**Activity:** Exact reproduction required: the lines below from the line with "This would work" to the line with "errors in JavaScript", both ends included, and no others.
___ Supplied records ___
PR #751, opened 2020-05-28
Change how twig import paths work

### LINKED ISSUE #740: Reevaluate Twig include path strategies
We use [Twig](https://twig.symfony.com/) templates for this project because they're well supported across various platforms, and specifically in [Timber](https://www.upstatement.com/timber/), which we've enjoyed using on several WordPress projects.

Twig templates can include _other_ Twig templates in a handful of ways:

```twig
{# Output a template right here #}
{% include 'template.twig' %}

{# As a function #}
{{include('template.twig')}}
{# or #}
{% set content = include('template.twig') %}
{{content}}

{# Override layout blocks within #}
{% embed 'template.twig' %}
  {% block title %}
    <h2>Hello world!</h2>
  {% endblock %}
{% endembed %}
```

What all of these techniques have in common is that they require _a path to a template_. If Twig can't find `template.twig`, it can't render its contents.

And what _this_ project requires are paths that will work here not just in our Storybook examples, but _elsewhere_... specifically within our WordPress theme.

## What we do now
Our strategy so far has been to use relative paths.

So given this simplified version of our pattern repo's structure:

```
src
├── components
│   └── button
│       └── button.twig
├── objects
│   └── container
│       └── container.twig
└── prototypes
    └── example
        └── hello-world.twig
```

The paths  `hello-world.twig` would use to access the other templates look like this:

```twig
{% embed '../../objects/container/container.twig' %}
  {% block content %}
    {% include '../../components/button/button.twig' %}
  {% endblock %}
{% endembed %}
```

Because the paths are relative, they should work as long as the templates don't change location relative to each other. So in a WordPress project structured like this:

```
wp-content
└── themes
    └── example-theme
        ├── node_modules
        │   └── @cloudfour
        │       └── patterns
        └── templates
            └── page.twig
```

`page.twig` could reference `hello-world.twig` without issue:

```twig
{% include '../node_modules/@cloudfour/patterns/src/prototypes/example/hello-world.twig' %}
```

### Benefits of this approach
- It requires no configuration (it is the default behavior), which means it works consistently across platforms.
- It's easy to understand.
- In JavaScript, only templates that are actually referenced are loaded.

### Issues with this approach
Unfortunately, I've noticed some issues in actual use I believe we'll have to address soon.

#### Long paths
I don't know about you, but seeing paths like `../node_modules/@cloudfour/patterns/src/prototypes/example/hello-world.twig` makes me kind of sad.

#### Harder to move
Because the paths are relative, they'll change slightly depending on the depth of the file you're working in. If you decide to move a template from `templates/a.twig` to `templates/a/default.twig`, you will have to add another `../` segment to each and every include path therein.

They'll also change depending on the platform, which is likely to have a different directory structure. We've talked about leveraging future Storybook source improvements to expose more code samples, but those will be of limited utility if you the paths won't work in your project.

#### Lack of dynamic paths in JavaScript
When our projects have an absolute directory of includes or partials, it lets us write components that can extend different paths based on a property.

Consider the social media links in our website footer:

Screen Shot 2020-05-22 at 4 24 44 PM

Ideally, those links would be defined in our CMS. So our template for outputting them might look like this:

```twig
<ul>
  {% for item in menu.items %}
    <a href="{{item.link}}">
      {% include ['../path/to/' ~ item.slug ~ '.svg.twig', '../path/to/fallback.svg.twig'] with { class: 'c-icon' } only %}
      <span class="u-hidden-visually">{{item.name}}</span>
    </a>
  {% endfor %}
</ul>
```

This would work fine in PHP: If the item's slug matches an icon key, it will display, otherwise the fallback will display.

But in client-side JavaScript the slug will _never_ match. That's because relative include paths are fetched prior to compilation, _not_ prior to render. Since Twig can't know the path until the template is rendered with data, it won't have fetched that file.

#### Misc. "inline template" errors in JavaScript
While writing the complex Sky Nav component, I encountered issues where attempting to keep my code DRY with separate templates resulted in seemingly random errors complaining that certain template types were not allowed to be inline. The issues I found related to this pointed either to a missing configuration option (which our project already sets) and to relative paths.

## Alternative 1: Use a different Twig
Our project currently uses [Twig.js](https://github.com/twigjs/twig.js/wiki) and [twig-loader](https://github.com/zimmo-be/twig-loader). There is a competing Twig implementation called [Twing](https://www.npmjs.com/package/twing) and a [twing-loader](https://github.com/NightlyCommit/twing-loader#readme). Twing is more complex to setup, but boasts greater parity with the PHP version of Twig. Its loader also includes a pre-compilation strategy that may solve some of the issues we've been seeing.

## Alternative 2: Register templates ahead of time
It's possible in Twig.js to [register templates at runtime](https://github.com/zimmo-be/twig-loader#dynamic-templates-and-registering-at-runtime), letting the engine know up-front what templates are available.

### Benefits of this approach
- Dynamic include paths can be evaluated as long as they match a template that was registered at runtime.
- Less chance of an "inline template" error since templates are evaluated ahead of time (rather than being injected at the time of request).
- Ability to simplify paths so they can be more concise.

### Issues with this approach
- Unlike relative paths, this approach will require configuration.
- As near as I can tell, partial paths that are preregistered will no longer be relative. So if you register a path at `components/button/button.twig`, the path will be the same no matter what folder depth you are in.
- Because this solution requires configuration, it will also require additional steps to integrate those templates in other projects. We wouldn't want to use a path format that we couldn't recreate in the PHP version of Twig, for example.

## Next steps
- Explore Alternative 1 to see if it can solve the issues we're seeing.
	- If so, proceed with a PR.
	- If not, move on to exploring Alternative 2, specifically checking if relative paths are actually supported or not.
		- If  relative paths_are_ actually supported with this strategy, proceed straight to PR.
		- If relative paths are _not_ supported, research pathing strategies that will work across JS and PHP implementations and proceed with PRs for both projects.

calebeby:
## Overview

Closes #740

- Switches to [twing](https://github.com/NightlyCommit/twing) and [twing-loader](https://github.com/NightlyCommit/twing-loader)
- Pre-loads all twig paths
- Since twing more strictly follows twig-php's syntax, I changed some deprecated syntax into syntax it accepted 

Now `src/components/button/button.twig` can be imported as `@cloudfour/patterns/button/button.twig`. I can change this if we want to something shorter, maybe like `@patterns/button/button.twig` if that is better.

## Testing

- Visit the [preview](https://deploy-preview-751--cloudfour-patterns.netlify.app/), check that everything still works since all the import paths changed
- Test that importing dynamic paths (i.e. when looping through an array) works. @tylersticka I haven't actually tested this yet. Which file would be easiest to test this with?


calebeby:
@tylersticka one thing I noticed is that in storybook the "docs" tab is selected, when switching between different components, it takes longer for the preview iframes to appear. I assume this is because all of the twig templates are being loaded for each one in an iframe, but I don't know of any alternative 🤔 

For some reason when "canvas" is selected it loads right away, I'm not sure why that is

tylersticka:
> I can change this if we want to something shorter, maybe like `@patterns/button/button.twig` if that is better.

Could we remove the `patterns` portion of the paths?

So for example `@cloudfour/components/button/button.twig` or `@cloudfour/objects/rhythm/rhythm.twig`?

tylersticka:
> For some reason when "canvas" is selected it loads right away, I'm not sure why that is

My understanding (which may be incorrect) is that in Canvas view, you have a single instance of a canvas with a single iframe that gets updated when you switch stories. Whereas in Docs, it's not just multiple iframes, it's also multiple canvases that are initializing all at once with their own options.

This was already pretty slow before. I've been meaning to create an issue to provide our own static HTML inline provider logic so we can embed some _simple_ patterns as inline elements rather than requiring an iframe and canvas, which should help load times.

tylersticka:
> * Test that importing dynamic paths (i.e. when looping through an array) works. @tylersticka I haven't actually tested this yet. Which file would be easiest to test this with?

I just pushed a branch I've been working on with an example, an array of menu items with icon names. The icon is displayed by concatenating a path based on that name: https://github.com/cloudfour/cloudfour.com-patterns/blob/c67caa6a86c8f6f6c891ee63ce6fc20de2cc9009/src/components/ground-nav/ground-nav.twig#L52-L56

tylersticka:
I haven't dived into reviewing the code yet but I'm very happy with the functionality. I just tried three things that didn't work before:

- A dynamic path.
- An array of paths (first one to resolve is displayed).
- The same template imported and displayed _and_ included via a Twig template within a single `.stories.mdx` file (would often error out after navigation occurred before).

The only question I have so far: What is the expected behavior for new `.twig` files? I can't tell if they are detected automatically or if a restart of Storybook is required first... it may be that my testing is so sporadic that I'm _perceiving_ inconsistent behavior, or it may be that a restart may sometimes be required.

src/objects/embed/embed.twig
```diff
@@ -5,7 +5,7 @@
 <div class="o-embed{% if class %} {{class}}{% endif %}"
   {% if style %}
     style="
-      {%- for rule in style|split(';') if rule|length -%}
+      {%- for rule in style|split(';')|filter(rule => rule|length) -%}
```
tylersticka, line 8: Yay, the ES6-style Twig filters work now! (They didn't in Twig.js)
___
**Solved problem:**
This would work fine in PHP: If the item's slug matches an icon key, it will display, otherwise the fallback will display.

But in client-side JavaScript the slug will _never_ match. That's because relative include paths are fetched prior to compilation, _not_ prior to render. Since Twig can't know the path until the template is rendered with data, it won't have fetched that file.

#### Misc. "inline template" errors in JavaScript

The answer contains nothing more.